The Sensitivity of In-Use Heat Transfer Coefficient Results to Practical Constraints in Measurement of Thermal Performance in Occupied Homes

In-use heat transfer coefficient (HTC) measurements are useful for retrofit evaluation, heating system sizing, and thermal performance assessment in occupied homes. Quantifying the variance in the in-use HTC when, necessarily, utilising a range of assumptions and simplifications is therefore crucial, and also critical for further method development. Two empirical sensitivity analyses were used to explore how changes in commonly assumed in-use factors affect HTC estimates in occupied homes. The factors investigated were measurement uncertainty, solar gains, metabolic gains, boiler efficiency, water use, party wall heat transfer, and ventilation rate - parameters that are impractical or impossible to routinely measure, and as such default values are generally adopted. The sensitivity analyses used data from seven occupied homes and a single, common, HTC estimation method. Input distributions for each factor were derived from available data and current assumptions.
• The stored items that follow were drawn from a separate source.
PR #1533, opened 2020-12-08
Display file headers in pre tag in about dialogs and bump @gmod/bam and @gmod/tabix package versions

cmdcolin:
This is a proposal that was started when trying to make gff3tabix track display nice "About this track" header information

The VcfTabixAdapter already has has a "About this track" based on the vcf header, and does mild parsing of the header to make it display using a "feature details" style box

This modifies it to not do parsing of the header, and instead print the raw header using a `<pre>` text box

This then applies across many header types including BAM,CRAM,BEDTabix,GFF3Tabix,VCFTabix

In some situations, this could be better, and in some it could be worse. If the tracks have many thousands of refseqs, then there would be many thousands of not-very-informative header lines. Those can be collapsed when we do the mild parsing approach, but not with this raw approach. Is there any preference? We could also have both mild parsing and raw version...

Any thoughts welcome

This would require updates to BAM and CRAM to have a getRawHeader methods, which are on branches on those respective repos

### DIFF
--- a/plugins/alignments/package.json
+++ b/plugins/alignments/package.json
@@ -35,8 +35,8 @@
     "useSrc": "node ../../scripts/useSrc.js"
   },
   "dependencies": {
-    "@gmod/bam": "^1.1.2",
-    "@gmod/cram": "^1.5.6",
+    "@gmod/bam": "^1.1.5",
+    "@gmod/cram": "^1.5.7",
     "@material-ui/icons": "^4.9.1",
     "abortable-promise-cache": "^1.1.3",
     "color": "^3.1.2",
--- a/plugins/alignments/src/BamAdapter/BamAdapter.ts
+++ b/plugins/alignments/src/BamAdapter/BamAdapter.ts
@@ -70,7 +70,8 @@ export default class BamAdapter extends BaseFeatureDataAdapter {
   }
 
   async getHeader(opts?: BaseOptions) {
-    return this.bam.getHeader(opts)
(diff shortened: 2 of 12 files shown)


cmdcolin:
Example of what this looks like on this branch

localhost_3000__config=test_data%2Fconfig_demo json session=local-DJtL_24Sf


Just a plain code block with the raw header data

In some cases, there are a lot of sort of "junk lines" but in another sense it's maybe nice for the user to see it as it actually is instead of parsing?

In the BAM case the SAM headers are pretty standardized too, so we parse them and display it like this


Example of BAM on this branch
localhost_3000__config=test_data%2Fconfig_demo json session=local-DJtL_24Sf (1)

Example of BAM on master
localhost_3000__config=test_data%2Fconfig_demo json session=local-DJtL_24Sf (2)


It dynamically hides when there are more than 50 copies of a type of header tag e.g. SQ

I kind of like displaying all the raw data but open to opinions

rbuels:
as discussed in grooming just now: change to make the `getHeader` in the data adaptors just return a bare string for these raw cases.

Then, in the about box logic, if it gets a bare string it dumps it into a `pre`, and if it gets some other json blob it just does whatever it's currently doing.

cmdcolin:
Added the logic for returning the header as string and dumping to `<pre>` tag, which is now used for bed/gff/vcf tabix and also BAM/CRAM (upon https://github.com/GMOD/cram-js/pull/83 and https://github.com/GMOD/bam-js/pull/70 merger)

PR #1537, opened 2020-12-09
Add CONTRIBUTING.md

cmdcolin:
Short "CONTRIBUTING.md" guide for doing jbrowse development

Covers our team release process and then other things that are helpful for users editing source code


rbuels:
@cmdcolin is there more you want to do to this before reviewing? I think that the parts of the website Developer guide that are aimed at core developers might be best moved to this document. I envision the website docs as being used by users, administrators, and plugin developers primarily

cmdcolin:
can perhaps move some stuff from developer guide into here over time but it is ok for now

cmdcolin:
i'd like it if this particular document was short and to the point though so probably don't want to bloat it with too much details. that's why I link out to developer guide for example

PR #1540, opened 2020-12-10
Fix memory leak when side scrolling LGV blocks

cmdcolin:
There was possibly a memory leak from side scrolling blocks. I saw memory increasing pretty high from sidescrolling lgv

I looked and this code was not called for example

```
diff --git a/plugins/linear-genome-view/src/BaseLinearDisplay/components/ServerSideRenderedContent.t>
index efd6e3600..66dd4de57 100644
--- a/plugins/linear-genome-view/src/BaseLinearDisplay/components/ServerSideRenderedContent.tsx
+++ b/plugins/linear-genome-view/src/BaseLinearDisplay/components/ServerSideRenderedContent.tsx
@@ -75,6 +75,7 @@ function ServerSideRenderedContent(props: { model: BlockModel }) {

     return () => {
       if (domNode && isHydrated) {
+        console.log('here')
         unmountComponentAtNode(domNode)
       }
     }
lines 1-12/12 (END)


```
We could adjust the use of the isHydrated variable but also it seems this fix on this branch is a simpler approach: always unmount because it is a do nothing if not mounted https://reactjs.org/docs/react-dom.html#unmountcomponentatnode

### DIFF
--- a/plugins/circular-view/src/BaseChordDisplay/components/RpcRenderedSvgGroup.js
+++ b/plugins/circular-view/src/BaseChordDisplay/components/RpcRenderedSvgGroup.js
@@ -13,10 +13,9 @@ export default ({ jbrequire }) => {
 
     useEffect(() => {
       const domNode = ssrContainerNode.current
-      const isHydrated = hydrated.current
       function doHydrate() {
         if (domNode && filled) {
-          if (domNode && domNode.innerHTML && isHydrated) {
+          if (domNode && domNode.innerHTML && hydrated.current) {
             domNode.style.display = 'none'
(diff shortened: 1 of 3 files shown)


cmdcolin:
Screenshot from 2020-12-09 22-52-03


Got up to 1gb here from sidescrolling. We get ~4gb per tab, and keeping memory low reduces gc activity, so keeps code faster (chrome will start aggressively gc'ing stuff to keep things under that limit, and the GC activates at much lower levels than the 4gb limit)

cmdcolin:
might want to look at the 500mb worker allocation too...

A local sensitivity analysis examined how changes in each input affect the HTC and a global analysis quantified the contribution of the inputs’ variance to the HTC’s variance. Conducting parallel analyses enabled a more complete picture to be obtained, and the alignment of the two approaches provided confidence in their results. The factors with the greatest overall effects on the HTC were ventilation and party wall heat transfer; however, this was not the case for every home. In particular, HTCs from homes with higher occupancy exhibited stronger HTC sensitivity to metabolic gains and water use. The use of real data from occupied homes enables the results to be applicable to typical imperfect datasets. The results will inform future applications of in-use HTC measurements and methods for determining their uncertainty. Further work expanding this analysis to a larger dataset with more building typologies, and gathering data to define the sensitivity analysis more accurately would strengthen these conclusions.